:: Problem statement ::
Give the count of lines below that include the word "number", and say nothing else.

:: Available data ::
PR #280, opened 2023-01-12
Improvement/s3 utils 123 sosapi cronjob alerting

XinLi0207:
there are two cronjobs defined in s3utils
- count-items: counting object number and data size in the level of account/location/bucket hourly
- update-bucket-capacity-info: it's a feature of SOSAPI, it reads metrics generated by count-items and updates bucket metrics in each bucket's metadata every 4 mins

I added alerts for the two cronjobs accordingly
- for count-items cronjob: 
  - alert when job fails
  - alert when job takes too long(longer than cronjob interval)

- for update-bucket-capacity-info cronjob:
  - alert when job fails
  - alert when job takes too long(longer than cronjob inerval)
  - alert when no successful job runs in last 10m (10m is critical for Veeam to interact with Artesca bucket)

### DIFF
--- a/.github/workflows/release.yml
+++ b/.github/workflows/release.yml
@@ -11,36 +11,25 @@ on:
         default: 'false'
         required: false
 
+env:
+  REGISTRY_NAME: registry.scality.com
+  PROJECT_NAME: ${{ github.event.repository.name }}
+
 jobs:
-  release:
+  build:
+    name: Build and Push
+    uses: ./.github/workflows/build.yml
+    with:
+      namespace: s3utils
+      tag: ${{ github.event.inputs.tag }}
+    secrets: inherit
+
+  github-release:
+    name: Create GitHub Release
     runs-on: ubuntu-latest
+    needs:
+      - build
     steps:
-      - name: Checkout
-        uses: actions/checkout@v2
-
-      - name: Set up QEMU
-        uses: docker/setup-qemu-action@v1
-
-      - name: Set up Docker Buildx
-        uses: docker/setup-buildx-action@v1
-
-      - name: Login to Registry
-        uses: docker/login-action@v1
-        with:
-          registry: registry.scality.com
-          username: ${{ secrets.REGISTRY_LOGIN }}
-          password: ${{ secrets.REGISTRY_PASSWORD }}
-
-      - name: Build and push
-        uses: docker/build-push-action@v2
-        with:
-          context: .
-          file: ./Dockerfile
-          push: true
-          tags: "registry.scality.com/s3utils/s3utils:${{ github.event.inputs.tag }}"
-          cache-from: type=gha
-          cache-to: type=gha,mode=max
-
       - name: Create Release
         uses: softprops/action-gh-release@v1
         env:
--- a/monitoring/count-items-cronjob/alerts.yaml
+++ b/monitoring/count-items-cronjob/alerts.yaml
@@ -1,0 +1,29 @@
+x-inputs:
+  - name: namespace
+    type: constant
+    value: zenko
+  - name: count_items_cronjob
+    type: constant
+    value: artesca-data-ops-count-items
+  - name: count_items_job_duration_threshold
+    type: config
+    value: 3600
+
+groups:
+  - name: count-items-cronjob/alerts.rules
+    rules:
+      - alert: CountItemsJobTakingTooLong
+        Expr: |
+          time() -
+          (sum by(job_name) (kube_job_status_failed{job_name=~"${count_items_cronjob}.*"})
+          > sum by(job_name) (kube_job_status_completion_time{job_name=~"${count_items_cronjob}.*"})
+          or sum by(job_name) (kube_job_status_completion_time{job_name=~"${count_items_cronjob}.*"}))
+          > ${count_items_job_duration_threshold}
+        Labels:
+          severity: warning
+        Annotations:
+          description: |
+            Job ${count_items_cronjob} is taking more than ${count_items_job_duration_threshold}s to complete.
+            This means that consumption information will be delayed
+            and the reported metrics might not be accurate anymore.
+          summary: count-items cronjob takes too long to finish
--- a/monitoring/update-bucket-capacity-info-cronjob/alerts.test.yaml
+++ b/monitoring/update-bucket-capacity-info-cronjob/alerts.test.yaml
@@ -1,0 +1,53 @@
+evaluation_interval: 1m
+rule_files:
+  - alerts.rendered.yaml
+
+tests:
+  - name: Update Bucket Capacity Info CronJob Test Taking Too Long
+    interval: 1m
+    input_series:
+      - series: 'kube_job_status_start_time{job="kube-state-metrics", job_name="artesca-data-ops-update-bucket-capacity-info-1", namespace="zenko"}'
+        values: '0x9'
+      - series: 'kube_job_status_completion_time{job="kube-state-metrics", job_name="artesca-data-ops-update-bucket-capacity-info-1", namespace="zenko"}'
+        values: '_x4 240x5'
+      - series: 'kube_job_status_start_time{job="kube-state-metrics", job_name="artesca-data-ops-update-bucket-capacity-info-2", namespace="zenko"}'
+        values: '_x4 240x5'
+      - series: 'kube_job_status_completion_time{job="kube-state-metrics", job_name="artesca-data-ops-update-bucket-capacity-info-2", namespace="zenko"}'
+        values: '_x9 '
+    alert_rule_test:
+      - alertname: UpdateBucketCapacityJobTakingTooLong
+        eval_time: 4m
+        exp_alerts: []
+      - alertname: UpdateBucketCapacityJobTakingTooLong
+        eval_time: 9m
+        exp_alerts:
+          - exp_labels:
+              severity: warning
+              job_name: artesca-data-ops-update-bucket-capacity-info-1
+            exp_annotations:
+              description: |
+                Job artesca-data-ops-update-bucket-capacity-info is taking more than 240s to complete.
+                This may cause bucket capacity to be out of date and Veeam SOSAPI avalability as risk.
+              summary: update-bucket-capacity-info cronjob takes too long to finish
+
+  - name: Update Bucket Capacity Info CronJob Test No Success in 10m
+    interval: 1m
+    input_series:
+      - series: 'kube_job_status_completion_time{job="kube-state-metrics", job_name="artesca-data-ops-update-bucket-capacity-info-1", namespace="zenko"}'
+        values: '0x11'
+    alert_rule_test:
+      - alertname: NoSuccessfulUpdateBucketCapacityJobRunIn10m
+        eval_time: 10m
+        exp_alerts: []
+      - alertname: NoSuccessfulUpdateBucketCapacityJobRunIn10m
+        eval_time: 11m
+        exp_alerts:
+          - exp_labels:
+              severity: critical
+              job_name: artesca-data-ops-update-bucket-capacity-info-1
+            exp_annotations:
+              description: |
+                No successful artesca-data-ops-update-bucket-capacity-info-1
+                job run in the last 600s, will cause bucket capacity to be out of date
+                and Veeam will process all buckets in non-SOSAPI mode.
+              summary: "No successful artesca-data-ops-update-bucket-capacity-info-1 job run, affecting Veeam SOSAPI"
--- a/monitoring/update-bucket-capacity-info-cronjob/alerts.yaml
+++ b/monitoring/update-bucket-capacity-info-cronjob/alerts.yaml
@@ -1,0 +1,46 @@
+# Variables which should be replaced. Similar to grafana dashboards' __inputs section
+x-inputs:
+  - name: namespace
+    type: constant
+    value: zenko
+  - name: update_bucket_capacity_info_cronjob
+    type: constant
+    value: artesca-data-ops-update-bucket-capacity-info
+  - name: update_bucket_capacity_info_job_duration_threshold
+    type: config
+    value: 240
+  - name: update_bucket_capacity_info_success_job_existence_duration_threshold
+    type: config
+    value: 600
+
+groups:
+  - name: update-bucket-capacity-info-cronjob/alerts.rules
+    rules:
+      - alert: UpdateBucketCapacityJobTakingTooLong
+        expr: |
+          time() -
+          (sum by(job_name) (kube_job_status_failed{job_name=~"${update_bucket_capacity_info_cronjob}.*"})
+          > sum by(job_name) (kube_job_status_completion_time{job_name=~"${update_bucket_capacity_info_cronjob}.*"})
+          or sum by(job_name) (kube_job_status_completion_time{job_name=~"${update_bucket_capacity_info_cronjob}.*"}))
+          > ${update_bucket_capacity_info_job_duration_threshold}
+        labels:
+          severity: warning
+        annotations:
+          description: |
+            Job ${update_bucket_capacity_info_cronjob} is taking more than ${update_bucket_capacity_info_job_duration_threshold}s to complete.
+            This may cause bucket capacity to be out of date and Veeam SOSAPI avalability as risk.
+          summary: update-bucket-capacity-info cronjob takes too long to finish
+
+      - alert: NoSuccessfulUpdateBucketCapacityJobRunIn10m
+        expr: |
+          time() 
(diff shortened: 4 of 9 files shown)


monitoring/update-bucket-capacity-info-cronjob/alerts.yaml
```diff
@@ -0,0 +1,99 @@
...
+x-inputs:
+  - name: namespace
+    type: constant
+    value: zenko
+  - name: update_bucket_capacity_info_cronjob
+    type: constant
+    value: artesca-data-ops-update-bucket-capacity-info
+  - name: update_bucket_capacity_info_job_duration_threshold
+    type: config
+    value: 240
```
XinLi0207, line 11: 4m is the interval of `update-bucket-capacity-info` cronjob, will alert if a job runs longer than this duration

monitoring/update-bucket-capacity-info-cronjob/alerts.yaml
```diff
@@ -0,0 +1,99 @@
...
+  - name: update_bucket_capacity_info_success_job_existence_duration_threshold
+    type: config
+    value: 600
```
XinLi0207, line 14: if no successful jobs in 10m which means bucket capacityInfo meta is not being updated since 10m, Veaam will refuse to interact with Artesca buckets if the data last update time is longer than 10m.

.github/workflows/test.yaml
```diff
@@ -52,6 +56,12 @@ jobs:
           username: ${{ secrets.REGISTRY_LOGIN }}
           password: ${{ secrets.REGISTRY_PASSWORD }}
 
+      - name: Push dashboards into the production namespace
+        run: |
+          oras push ${{ env.REGISTRY_NAME }}/${{ env.PROJECT_NAME }}/${{ env.PROJECT_NAME }}-dashboards:${{ github.event.inputs.tag }} \
+            count-items-cronjob/alerts.yaml:application/prometheus-alerts+yaml
+        working-directory: monitoring
+
```
JBWatenbergScality: nit: This and the following step are duplicated in `.github/workflows/test.yaml` and `.github/workflows/release.yml`, you may want to create a reusable action with those steps to avoid the duplication. 
Of course this is out of scope of the feature being implemented here, so feel free to do it later on or track it with a new ticket if you want.

monitoring/count-items-cronjob/alerts.yaml
```diff
@@ -0,0 +1,66 @@
+x-inputs:
+  - name: namespace
+    type: constant
+    value: zenko
+  - name: count_items_cronjob
+    type: constant
+    value: artesca-data-ops-count-items
```
JBWatenbergScality, line 7: nit: I wonder if we should not take the `artesca-data` prefix from an env as this is linked to the zenko CR, in practice if the CR is named differently the operator should probably rename this alert. This can also be done with the current implementation and the operator setting this var with `{crName}-{jobName}` directly

monitoring/count-items-cronjob/alerts.yaml
```diff
@@ -0,0 +1,66 @@
...
+                * ON(job_name,namespace) GROUP_RIGHT()
+                kube_job_owner{owner_name="${count_items_cronjob}"}
+              )
+              BY (owner_name),
+              "cronjob", "$1", "owner_name", "(.+)")
+          ) > ${count_items_job_duration_threshold}
+        Labels:
+          severity: critical
+        Annotations:
+          description: "Job {{$labels.job_name}} is taking more than 1h to complete"
```
JBWatenbergScality: nit: for the user to better understands the impacts of this alert it may be interesting to precise them in this description. E.g `Job {{$labels.job_name}} is taking more than 1h to complete. This means that consumption information computation will be delayed and the reported metrics might not be accurate anymore.`

monitoring/count-items-cronjob/alerts.yaml
```diff
@@ -0,0 +1,66 @@
...
+              max(
+                kube_job_status_start_time
+                * ON(job_name,namespace) GROUP_RIGHT()
+                kube_job_owner{owner_name="${count_items_cronjob}"}
+              )
+              BY (owner_name),
+              "cronjob", "$1", "owner_name", "(.+)")
+          ) > ${count_items_job_duration_threshold}
+        Labels:
+          severity: critical
```
JBWatenbergScality: Is this alert level really critical ? It doesn't prevent any service to work, only delays the computation of the metrics. Alert level might need to be confirmed with Florent.

monitoring/count-items-cronjob/alerts.yaml
```diff
@@ -0,0 +1,66 @@
...
+              )
+              BY (owner_name),
+              "cronjob", "$1", "owner_name", "(.+)")
+            , 1)
+          * ON(job_name) GROUP_LEFT()
+          (kube_job_status_failed > 0)
+        Labels:
+          severity: warning
+        Annotations:
+          description: "Job {{$labels.job_name}} failed to complete"
```
JBWatenbergScality: nit: I would also add a user friendly description of the impacts here

monitoring/update-bucket-capacity-info-cronjob/alerts.yaml
```diff
@@ -0,0 +1,99 @@
...
+              BY (owner_name),
+              "cronjob", "$1", "owner_name", "(.+)")
+          ) > ${update_bucket_capacity_info_success_job_existence_duration_threshold}
+        labels:
+          severity: critical
+        annotations:
+          description: |
+            No successful {{$labels.cronjob}}
+            job run in the last 10m, will cause bucket capacity to be out of date
+            and Veeam to fail to process.
```
JBWatenbergScality: nit: I feel this formulation to be a bit too vague. Maybe we can be a bit more precise on Veeam impacts ?

monitoring/update-bucket-capacity-info-cronjob/alerts.yaml
```diff
@@ -0,0 +1,99 @@
...
+                * ON(job_name,namespace) GROUP_RIGHT()
+                kube_job_owner{owner_name="${update_bucket_capacity_info_cronjob}"}
+              )
+              BY (owner_name),
+              "cronjob", "$1", "owner_name", "(.*)")
+          ) > ${update_bucket_capacity_info_job_duration_threshold}
+        labels:
+          severity: critical
+        annotations:
+          description: "Job {{$labels.job_name}} is taking more than 4m to complete"
```
JBWatenbergScality: nit: I would add a description on the impacts. (un-accuracy of metrics and Veeam integration at risk)

monitoring/count-items-cronjob/alerts.yaml
XinLi0207: hey JB @JBWatenbergScality, that's a good point, do you know how can we get the Zenko CR name from Prometheuse?

JBWatenbergScality: I don't think taking the name of the CR from prometheus would be the right way even through it could be possible. I would more likely say that the operator should change these alert definitions based on the CR it is reconciling.

welansari: Since you'll have to deploy the S3Utils alerts anyway in ZKOP you'll be able to pass all the inputs from there. [This](https://github.com/scality/zenko-operator/blob/c392b853d0dd16379062faa316c94dce4387cdfc/pkg/controller/zenko/reconcile_backbeat_alerting.go#L35-L67) is an example of the inputs we pass to the backbeat alerts.

The CR name and namespace is passed by default to the alerts in ZKOP [here](https://github.com/scality/zenko-operator/blob/c392b853d0dd16379062faa316c94dce4387cdfc/pkg/controller/zenko/alert_generator.go#L76-L86), you'll just have to rename the inputs to conform to what we have in ZKOP.

You can also pass `count_items_cronjob` as you already have the value [here](https://github.com/scality/zenko-operator/blob/c392b853d0dd16379062faa316c94dce4387cdfc/pkg/controller/zenko/object_builder.go#L65), and `count_items_job_duration_threshold` should probably be configurable at Zenko CR level, but this is to be done in the ZKOP PR.

welansari: Thinking about it, you probably don't even need to construct the `owner_name` by hand in the alerts by concatenating `zenkoCRName` at the beginning, there is already a function in ZKOP for that and that we use to get the job names for the alerts.
https://github.com/scality/zenko-operator/blob/c392b853d0dd16379062faa316c94dce4387cdfc/pkg/controller/zenko/object_builder.go#L361-L363

monitoring/count-items-cronjob/alerts.yaml
```diff
@@ -0,0 +1,74 @@
...
+              max(
+                kube_job_status_start_time
+                * ON(job_name,namespace) GROUP_RIGHT()
+                kube_job_owner{owner_name="${zenkoCRName}-${count_items_cronjob}"}
+              )
+              BY (owner_name),
+              "cronjob", "$1", "owner_name", "(.+)")
+            , 1)
+          * ON(job_name) GROUP_LEFT()
+          (kube_job_status_failed > 0)
```
welansari: This can be simplified using the `kube_job_status_failed` metric, it's basically a gauge that gives you the number of failed jobs. You can select the job using regex, it should look something like `kube_job_status_failed{job_name=~"artesca-data-ops-count-items-.*"}`.

One thing to keep in mind is that we already have alerts for failed jobs, so you might want to check if this alert is needed.

monitoring/count-items-cronjob/alerts.yaml
```diff
@@ -0,0 +1,74 @@
...
+              BY (job_name, owner_name, namespace)
+              == ON(owner_name) GROUP_LEFT()
+              max(
+                kube_job_status_start_time
+                * ON(job_name,namespace) GROUP_RIGHT()
+                kube_job_owner{owner_name="${zenkoCRName}-${count_items_cronjob}"}
+              )
+              BY (owner_name),
+              "cronjob", "$1", "owner_name", "(.+)")
+          ) > ${count_items_job_duration_threshold}
```
welansari: This could be simplified by using the metrics `kube_job_status_completion_time` for getting the completion time of a job and `kube_job_status_start_time` to get the start time of a job.

The alert expression should look something like the following:
```
sum by(job_name) (kube_job_status_completion_time{job_name=~"artesca-data-ops-count-items-.*"})
- sum by(job_name) (kube_job_status_start_time{job_name=~"artesca-data-ops-count-items-.*"})
> ${count_items_job_duration_threshold}
```

You can select the group of jobs named `artesca-data-ops-count-items-XXX` using `job_name=~"artesca-data-ops-count-items-.*"`

monitoring/count-items-cronjob/alerts.yaml
XinLi0207: cool, thanks for letting me know! seems the fail check not needed anymore and I enabled `removeFailedJobsOnSuccess` on those cronjobs, it can be alerted by the default rule already

monitoring/count-items-cronjob/alerts.yaml
XinLi0207: what if a job failed, will it appear in the `kube_job_status_completion_time`?

.github/workflows/release.yml
```diff
@@ -11,36 +11,25 @@ on:
...
+    name: Create GitHub Release
     runs-on: ubuntu-latest
+    needs:
+      - build
     steps:
-      - name: Checkout
-        uses: actions/checkout@v2
-
-      - name: Set up QEMU
-        uses: docker/setup-qemu-action@v1
```
welansari, line 22: Just curious, why did we remove this step in `.github/workflows/build.yml` ?

XinLi0207: oh, it's a mistake! I should copy it to `build.yml` file
thanks a lot Walid!

monitoring/update-bucket-capacity-info-cronjob/alerts.yaml
```diff
@@ -0,0 +1,44 @@
...
+    value: 600
+
+groups:
+  - name: update-bucket-capacity-info-cronjob/alerts.rules
+    rules:
+      - alert: UpdateBucketCapacityJobTakingTooLong
+        expr: |
+          sum by(job_name) (kube_job_status_completion_time{job_name=~"${update_bucket_capacity_info_cronjob}.*"})
+          - sum by(job_name) (kube_job_status_start_time{job_name=~"${update_bucket_capacity_info_cronjob}.*"})
+          > ${update_bucket_capacity_info_job_duration_threshold}
```
welansari: This works, but it waits for the job to finish before triggering an alert. I'm not sure if this is the desired behaviour ?

One idea is to use the following :
```
time() - 
(sum by(job_name) (kube_job_status_failed{job_name=~"${update_bucket_capacity_info_cronjob}.*"})
> sum by(job_name) (kube_job_status_completion_time{job_name=~"${update_bucket_capacity_info_cronjob}.*"})
or sum by(job_name) (kube_job_status_completion_time{job_name=~"${update_bucket_capacity_info_cronjob}.*"}))
> ${update_bucket_capacity_info_job_duration_threshold}
```

This works because ZKOP forbids having multiple concurrent runs of the same job [here](https://github.com/scality/zenko-operator/blob/c392b853d0dd16379062faa316c94dce4387cdfc/pkg/controller/zenko/cronjob_generator.go#L39), this means that if it is time for a new job run and the previous job run hasn't finished yet, the CronJob skips the new job run. Which means that all you have to do is check the time difference between the last job run (that either failed or succeeded) and the current time.

To get the maximum value of two metrics you use the expression :
```

a > b or b
```
Where `a` and `b` are metrics
if `a>b` is true `a` will be returned else `b` is returned

XinLi0207: great! that's better, I updated the count-items one as well

welansari (approved):

monitoring/count-items-cronjob/alerts.yaml
```diff
@@ -0,0 +1,29 @@
...
+          or sum by(job_name) (kube_job_status_completion_time{job_name=~"${count_items_cronjob}.*"}))
+          > ${count_items_job_duration_threshold}
+        Labels:
+          severity: warning
+        Annotations:
+          description: |
+            Job ${count_items_cronjob} is taking more than 1h to complete.
+            This means that consumption information will be delayed
+            and the reported metrics might not be accurate anymore.
+          summary: count-items cronjob didn't finish after 1h
```
ghost: As we can change the frequency of this job (this will be documented very soon for the veeam use case, with warnings of course), I would suggest, if possible, to have a dynamic  `1h` based on the current frequency of the cronjob. If changing the string is implying too much work, we could rewrite it not to mention the duration?

monitoring/update-bucket-capacity-info-cronjob/alerts.test.yaml
```diff
@@ -0,0 +1,53 @@
...
+        exp_alerts: []
+      - alertname: UpdateBucketCapacityJobTakingTooLong
+        eval_time: 9m
+        exp_alerts:
+          - exp_labels:
+              severity: warning
+              job_name: artesca-data-ops-update-bucket-capacity-info-1
+            exp_annotations:
+              description: |
+                Job artesca-data-ops-update-bucket-capacity-info is taking more than 4m to complete.
```
ghost: Same comment here, considering that the doc example it changing to 5min (and many readers may blindly run this command)

monitoring/count-items-cronjob/alerts.yaml
XinLi0207: yeah good idea! I will address that

francoisferrand: it should be possible to use the variables (count_items_job_duration_threshold) in the description ;
and I am not sure, but it _may_ be possible  to use functions or operations in the template, something like `{{ ${count_items_job_duration_threshold} / 3600 }}`

XinLi0207: seems not working the '/' operator
```
/tests/monitoring/update-bucket-capacity-info-cronjob/alerts.rendered.yaml: group "update-bucket-capacity-info-cronjob/alerts.rules", rule 1, "UpdateBucketCapacityJobTakingTooLong": annotation "description": template: __alert_UpdateBucketCapacityJobTakingTooLong:2: unexpected "/" in operand
```

XinLi0207: or I just leave it `taking more than 3600s to complete`

ghost (approved):
LGTM! thanks for the minor changes

XinLi0207:
ping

:: Completed task ::
2